Maybe I’m giving too much credit for forward-thinking here, but just look at the way, by intention or by accident, things worked out in the end: Ron was able to complete the statement he was making without having to pretend the other games didn’t exist. Those interim sequels successfully kept the bench warm for the creator’s eventual return -- they didn’t override Ron’s vision so much as postpone it, and it’s probably ungenerous to think this happened entirely by dumb luck. Every team brought their own tastes to the way they grappled with that shoddy seventeenth century electrical wiring, but it was grappled with.
CMI seems to have the reputation of being the Monkey Island game that steers the clearest of the meta-angle that Ron was toiling in, but I think it’s a little underappreciated in this regard. It definitely carries the torch of the first two games in terms of perpetuating that surrealistic undercurrent, the anachronism/fourth wall jokes, and the near-constant theme park evocations. Both Plunder Island and Blood Island have plenty of Disneyland nods both subtle and overt, and of course the entire final act takes place at a danged theme park.
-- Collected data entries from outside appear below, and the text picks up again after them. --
PR #3989, opened 2024-10-16
dependabot: add a bunch more dependencies to it

mstoykov:
## What?

Add more dependancies to be checked by dependabot

## Why?

While k6 still doesn't update all its dependencies, we do update quite a lot of them.

Currently there is a manual step of not only updating them and making a PR but also trying to gather what has changed.

While having a PR for every small change is likely going to be a lot noisier and we will have to ignore some of them. It seems like a better idea than having someone go through 20 repositories trying to figure out what commits have changed, given that dependabot does this automatically.

## Checklist

### DIFF
--- a/.github/dependabot.yml
+++ b/.github/dependabot.yml
@@ -8,8 +8,20 @@ updates:
       # Keep the experimental modules up-to-date
       - dependency-name: "github.com/grafana/xk6-*"
         dependency-type: "all"
-    commit-message:
-      prefix: "Upgrade experimental module "
-      include: "scope"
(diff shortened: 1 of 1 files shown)


mstoykov:
I specifically didn't try to get everything in as a bunch of our dependencies have very rare updates. 

So this still requires someone to check that some other dependencies have not slipped by.  Over time, I expect we will keep adding to the list.

olegbespalov (approved):

joanlopez (approved):

PR #4007, opened 2024-10-22
Top level await

mstoykov:
## What?

top-level-await support

## Why?

It is part of the specification and it is hepful if you have async APIs ... which k6 starts to get more and more off.

## Checklist

### DIFF
--- a/js/bundle.go
+++ b/js/bundle.go
@@ -331,9 +331,10 @@ func (b *Bundle) instantiate(vuImpl *moduleVUImpl, vuID uint64) (*BundleInstance
 		env:          b.preInitState.RuntimeOptions.Env,
 		moduleVUImpl: vuImpl,
 	}
+	var result *modules.RunSourceDataResult
 	callback := func() error { // this exists so that Sobek catches uncatchable panics such as Interrupt
 		var err error
-		bi.mainModule, err = modSys.RunSourceData(b.sourceData)
+		result, err = modSys.RunSourceData(b.sourceData)
 		return err
 	}
 
@@ -345,6 +346,14 @@ func (b *Bundle) instantiate(vuImpl *moduleVUImpl, vuID uint64) (*BundleInstance
 	})
 
 	<-initDone
+
+	if err == nil {
+		var finished bool
+		bi.mainModule, finished, err = result.Result()
+		if !finished {
+			return nil, errors.New("initializing the main module hasn't finished, this is a bug in k6 please report it")
+		}
+	}
 
 	if err != nil {
 		var exception *sobek.Exception
--- a/js/modules/require_impl.go
+++ b/js/modules/require_impl.go
@@ -7,6 +7,7 @@ import (
 	"strings"
 
 	"github.com/grafana/sobek"
+
 	"go.k6.io/k6/loader"
 )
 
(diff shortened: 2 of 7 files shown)


js/bundle.go
```diff
@@ -346,6 +347,14 @@ func (b *Bundle) instantiate(vuImpl *moduleVUImpl, vuID uint64) (*BundleInstance
 
 	<-initDone
 
+	if err == nil {
+		var finished bool
+		bi.mainModule, finished, err = result.Result()
+		if !finished {
+			return nil, errors.New("initializing the main module hasn't finished, this is a bug in k6 please report it")
```
olegbespalov, line 354: Are there any other essential details we could include in the message to help us identify the case when needed? Like error, something else, maybe even panic to have a stack trace? What do you think?

mstoykov: I would expect in all cases we will need the test to actually figure this out. It will likely be some very strange case as it will need to have the runnign the things on thevent loop to:
1. not have errored out
2. not have finished everything

The stacktrace here is ... very likely pointless as it wil just show us which executors is used, as the thing that hasn't finished is alredy past.

We can panic :shrug: I am just not into panicking all that much and again - I couldn't figure out a case where this can happen. This is here mostly just in case the unthinkable happens.

But I am okay with panicking if that seems better.

olegbespalov: If panic doesn't help, we shouldn't. 

My point is that, if possible, we can print out some details about the state that could be included in future bug reports, which could be handy for our future investigations.

oleiade (approved):
Took it for a spin locally, and you have no idea how having the ability to do this:
```javascript
import { open, SeekMode } from 'k6/experimental/fs'

const file = await open('package.json')

  // ...
}
```

Makes me happy! Great job @mstoykov, thanks a lot for making this happen, much appreciated! 🙇🏻 🎉 🚀

js/bundle.go
mstoykov: There isn't really any info at this point - we started to load modules, after the event loop had nothing else to run, the modules were still not loaded.

This will require us to get the test and see how it runs to figure it out.

olegbespalov (dismissed):

js/modules/require_impl.go
```diff
@@ -195,3 +197,11 @@ func getPreviousRequiringFile(vu VU) (string, error) {
...
 	return result, nil
 }
+
+// sets the provided promise in such way as to ignore falures
+// this is mostly needed as failures are handled separately and we do not want those to lead to stopping the event loop
+func promisesThenIgnore(rt *sobek.Runtime, promise *sobek.Promise) {
+	cal, _ := sobek.AssertFunction(rt.ToValue(promise).ToObject(rt).Get("then"))
+	handler := rt.ToValue(func(_ sobek.Value) {})
+	_, _ = cal(rt.ToValue(promise), handler, handler)
+}
```
joanlopez, line 207: _Nit; I suspect that's what you really wanted to write 😅_ 

```suggestion
func promisesThenIgnore(rt *sobek.Runtime, promise *sobek.Promise) {
	call, _ := sobek.AssertFunction(rt.ToValue(promise).ToObject(rt).Get("then"))
	handler := rt.ToValue(func(_ sobek.Value) {})
	_, _ = call(rt.ToValue(promise), handler, handler)
}
```

joanlopez: Is it fine to ignore the boolean return? I guess it's because we now it's a Promise, and `then` must always be a function, right? 🤔

joanlopez (dismissed):

oleiade (approved):

olegbespalov (approved):

joanlopez (approved):

olegbespalov:
It's worth updating also examples (like `experimental/fs`) and documentation to reflect the change :+1:

oleiade:
@olegbespalov 👍🏻 I'm on it.

PR #4022, opened 2024-10-28
Replace strings.SplitN(2) with strings.Cut

joanlopez:
## What?

It updates the calls to `strings.SplitN`, with `n=2` with `strings.Cut`, because most of the times that's why `strings.Cut` was added into the Go stdlib, as it makes the code involved more readable.

## Why?

I started with a single `// TODO` I found while working on another task, but then realized that the codebase is plenty of calls to `strings.SplitN` with `n=2`, where ~most~ all the cases what we really want is to "cut" (split) a string containing key-values (e.g. `key:value`, `key=value`,  etc).

## Checklist


mstoykov (approved):
nice, great job!

olegbespalov (approved):

Issue #4050, opened 2024-11-11
Interop from ClojureScript doesn't seem to work since v0.53


trueneu:
### Brief summary

Starting from k6 v0.53, it is not possible to call any `http` methods from ClojureScript for no obvious reason. It seems that imports stopped working correctly.

### k6 version

v0.53, v0.54

### OS

Ubuntu 22.04

### Steps to reproduce the problem

I am using shadow-cljs to compile ClojureScript with the following relevant configuration:

```
            :target           :esm
            :js-options       {:keep-as-import #{"k6" "k6/http" "k6/crypto" "k6/encoding"}}
            :modules          {:main {:exports {default k6-test.core/default
                                                options k6-test.core/options
                                                setup   k6-test.core/setup}}}
            :compiler-options {:optimizations      :advanced
                               :output-feature-set :es5}}
```

Then, I import `k6/http` (the results are the same):
```
(:require ["k6/http" :as http])
_or_
(:require ["k6/http$default" :as http])
```

k6 v0.52 will make an http call if I do
```
(http/get url)
```
However, starting from v0.53, it complains there's no such method.

If I do `(js/Object.keys http)`, with v0.52 everything's fine:
```
["TLS_1_0","TLS_1_1","TLS_1_2","TLS_1_3","OCSP_STATUS_GOOD","OCSP_STATUS_REVOKED","OCSP_STATUS_SERVER_FAILED","OCSP_STATUS_UNKNOWN","OCSP_REASON_UNSPECIFIED","OCSP_REASON_KEY_COMPROMISE","OCSP_REASON_CA_COMPROMISE","OCSP_REASON_AFFILIATION_CHANGED","OCSP_REASON_SUPERSEDED","OCSP_REASON_CESSATION_OF_OPERATION","OCSP_REASON_CERTIFICATE_HOLD","OCSP_REASON_REMOVE_FROM_CRL","OCSP_REASON_PRIVILEGE_WITHDRAWN","OCSP_REASON_AA_COMPROMISE","url","CookieJar","cookieJar","file","get","head","post","put","patch","del","options","request","asyncRequest","batch","setResponseCallback","expectedStatuses","default"]
```
With v0.53 onwards, it's either an empty array (regular require), or this ($default require):
```
TypeError: Cannot convert undefined or null to object
        at keys (native)
```
If I perform the same from TypeScript code, everything's fine with the new version.

[...]

PR #4058, opened 2024-11-14
Fix namespaced object export when default is the only one available

ankur22:
## What?

This fixes an issue where a module only expose a default object, but we also want to allow the the module to be imported as a namespaced object. 

## Why?

This is how node works, and this is how we have chosen to work even after the changes to work with ESM from commonJS. It prevents breaking changes with older scripts that were not intended.

## Checklist

## Related PR(s)/Issue(s)

Related: https://github.com/grafana/k6/issues/4050

### DIFF
--- a/js/module_loading_test.go
+++ b/js/module_loading_test.go
@@ -626,6 +626,9 @@ func TestStarImport(t *testing.T) {
 	r1, err := getSimpleRunner(t, "/script.js", `
 		import * as cjs from "./commonjs_file.js"; // commonjs
 		import * as k6 from "k6"; // "new" go module
+		// go module that only exports default object, but we want it to
+		// export as a namespace object.
+		import * as http from "k6/http";
 		// TODO: test with basic go module maybe
 
 		if (cjs.something != 5) {
@@ -633,6 +636,9 @@ func TestStarImport(t *testing.T) {
 		}
 		if (typeof k6.sleep != "function") {
 			throw "k6.sleep has wrong type" + typeof k6.sleep;
+		}
+		if (typeof http.get != "function") {
+			throw "http.get has wrong type" + typeof http.get;
 		}
 		export default () => {}
 	`, fs, lib.RuntimeOptions{CompatibilityMode: null.StringFrom("extended")})
--- a/js/module_loading_test.go
+++ b/js/module_loading_test.go
@@ -617,36 +617,40 @@ func TestDefaultNamedExports(t *testing.T) {
 
 func TestStarImport(t *testing.T) {
 	t.Parallel()
-	fs := fsext.NewMemMapFs()
-	err := writeToFs(fs, map[string]any{
-		"/commonjs_file.js": `exports.something = 5;`,
+
+	t.Run("esm_spec", func(t *testing.T) {
+		t.Parallel()
+		fs := fsext.NewMemMapFs()
+		err := writeToFs(fs, map[string]any{
+			"/commonjs_file.js": `exports.something = 5;`,
+		})
+		require.NoError(t, err)
+
+		r1, err := getSimpleRunner(t, "/script.js", `
+			import * as cjs from "./commonjs_file.js"; // commonjs
+			import * as k6 from "k6"; // "new" go module
+			// go module that only exports default object, but we want it to
+			// export as a namespace object.
+			import * as http from "k6/http";
+			// TODO: test with basic go module maybe
+	
+			if (cjs.something != 5) {
+				throw "cjs.something has wrong value" + cjs.something;
+			}
+			if (typeof k6.sleep != "function") {
+				throw "k6.sleep has wrong type" + typeof k6.sleep;
+			}
+			if (typeof http.get != "function") {
+				throw "http.get has wrong type" + typeof http.get;
+			}
+			export default () => {}
+		`, fs, lib.RuntimeOptions{CompatibilityMode: null.StringFrom("extended")})
+		require.NoError(t, err)
+
+		arc := r1.MakeArchive()
+		_, err = getSimpleArchiveRunner(t, arc)
+		require.NoError(t, err)
 	})
-	require.NoError(t, err)
-
-	r1, err := getSimpleRunner(t, "/script.js", `
-		import * as cjs from "./commonjs_file.js"; // commonjs
-		import * as k6 from "k6"; // "new" go module
-		// go module that only exports default object, but we want it to
-		// export as a namespace object.
-		import * as http from "k6/http";
-		// TODO: test with basic go module maybe
-
-		if (cjs.something != 5) {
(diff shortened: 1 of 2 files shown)


js/modules/gomodule.go
```diff
@@ -25,10 +25,22 @@ func (gm *goModule) Instantiate(rt *sobek.Runtime) (sobek.CyclicModuleInstance,
 	if gm.exportedNames == nil {
 		named := mi.Exports().Named
 
-		gm.exportedNames = make([]string, len(named))
-		for name := range named {
-			gm.exportedNames = append(gm.exportedNames, name)
+		switch {
+		case len(named) == 0 && mi.Exports().Default != nil:
```
mstoykov, line 29: I really do prefer using `len` as well instead of checking for `nil`. But in the other place we have this logic `toESModuleExports` it is specifically checking for `nil` so that if you do not want to use this functionality you can have `Named` be an empty list.

I very much doubt this is used, but will prefer to keep it consistent

js/module_loading_test.go
```diff
@@ -634,6 +637,9 @@ func TestStarImport(t *testing.T) {
 		if (typeof k6.sleep != "function") {
 			throw "k6.sleep has wrong type" + typeof k6.sleep;
 		}
+		if (typeof http.get != "function") {
+			throw "http.get has wrong type" + typeof http.get;
+		}
```
mstoykov, line 642: Maybe import the default export as well and check that they have the same keys?

That will also help with checking if we do not export too much.

js/modules/gomodule.go
```diff
@@ -25,10 +25,22 @@ func (gm *goModule) Instantiate(rt *sobek.Runtime) (sobek.CyclicModuleInstance,
...
+			// If named length is 0 but default is defined, then try to work with
+			// default and extract the names of the object's properties. This
+			// behavior isn't ESM compatible, but we do want to allow defaults to
+			// be imported as namespaced object, which is also how node works.
+			if obj, ok := mi.Exports().Default.(*sobek.Object); ok {
+				gm.exportedNames = obj.GetOwnPropertyNames()
```
mstoykov, line 35: I would use `ToObject` given that a user can just make `ToValue(anygoobject)` and IIRC this will not lead to a `sobek.Object` underneed on its own.

js/modules/gomodule.go
```diff
@@ -25,10 +25,22 @@ func (gm *goModule) Instantiate(rt *sobek.Runtime) (sobek.CyclicModuleInstance,
...
+			}
+		default:
+			gm.exportedNames = make([]string, len(named))
```
mstoykov, line 38: I guess this is from the original code, but it is ... wrong :sweat_smile: As it first make a slice with the required size and then add more elements to the end

https://go.dev/play/p/W66MinRKLc3

This is doubtful to be an issue, as ... well empty strings aren't going to be useful but still
```suggestion
			gm.exportedNames = make([]string, 0, len(named))
```

js/modules/gomodule.go
```diff
@@ -25,10 +25,22 @@ func (gm *goModule) Instantiate(rt *sobek.Runtime) (sobek.CyclicModuleInstance,
 	if gm.exportedNames == nil {
 		named := mi.Exports().Named
 
-		gm.exportedNames = make([]string, len(named))
-		for name := range named {
-			gm.exportedNames = append(gm.exportedNames, name)
+		switch {
```
mstoykov, line 28: I expect you used `switch` as there were more than one cases earlier?

mstoykov (changes requested):
LGTM in general - i have a couple of comments mostly on old issues

js/modules/gomodule.go
ankur22: Sure, i've made the change in 241af938bc40e49c94787e05d10dd41958a7ecb0

js/modules/gomodule.go
ankur22: Fixed in 134399b4273ecd631c6fa41bc0a91cec1623c827

js/modules/gomodule.go
ankur22: I refactored it since i think it's easier to follow when there are more than one condition int he same function, instead of a if/else/else if etc. I also believe it's more go like to work with switch instead of if/else/else if.

js/modules/gomodule.go
ankur22: I don't follow you.

So a user could have assigned `Default` with `ToValue(anygoobject)`, therefore the cast to `*sobek.Object` wouldn't work. So if we convert `Default` to a Sobek object first, then it would be able to work?

mstoykov: ToValue is not required to return a *sobek.Object - it returns a Value. It likely does for practically all cases we have or extensions will use and I am pretty sure we just set `*sobek.Object` for most cases within k6 either way.

But still the correct way to get an *Object form Value is to use the [ToObject](https://pkg.go.dev/github.com/grafana/sobek#Value) funciton on the Value not to do direct cast.

ankur22: Ok, i understand the part about sobek `Value` 👍 

So since `Default` is an `interface{}`, I'd first need to convert it to a value with `rt.ToValue(Default)`, and then convert that to an object with `ToObject`.

I made the change in 296f8c286baa940621685b0a606536b955fc3792

js/module_loading_test.go
ankur22: Sure, what do you think of this change: f492b4033a07d65ea3d910498a4f7b948d5273c7

js/modules/gomodule.go
mstoykov: I do consider it go like in the cases where:
1. it can't be rewritten as a signel if/else pair - this can
2. or when using a case can be used to check a single variable against multiple values and that is the only thing happening:

```go
s := "apple";
switch s{
case "cucumber", "pepper", "leek":
  return "vegetable";
default:
  return "not vegetable"
}
```

As in both of this case it makes it easier to read. I would argue that using a switch in other cases makes me think there is something strange going on.

I will let other people also look at this and see what they think on it - so this is not a request for a change at this point, but a nit.

mstoykov (dismissed):

js/modules/gomodule.go
ankur22: Yeah, happy to hear more feedback, before merging/reverting the switch change.

inancgumus (dismissed):
LGTM 👍 Nice fix.

js/modules/gomodule.go
ankur22: I've reverted it back to if/else in 37a78c6cd139d3945244f8377e9278c4f33db8df

mstoykov (approved):

inancgumus (approved):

The fact is, a game that truly flouted the weirdness of the series and insisted on being a pureblood, risk-adverse pirate adventure with an inflexibly straight face would not look like CMI.
We know Ron wouldn’t have made CMI, but that game’s team was neither unconscious nor careless about recognizing the substructure going on in his games, in my opinion, and they made an earnest attempt to do that aspect justice. In the wake of Ron finally getting to have his say after thirty years, I actually find myself more impressed than ever with the ways the middle chapters walked that tricky line they were lumbered with.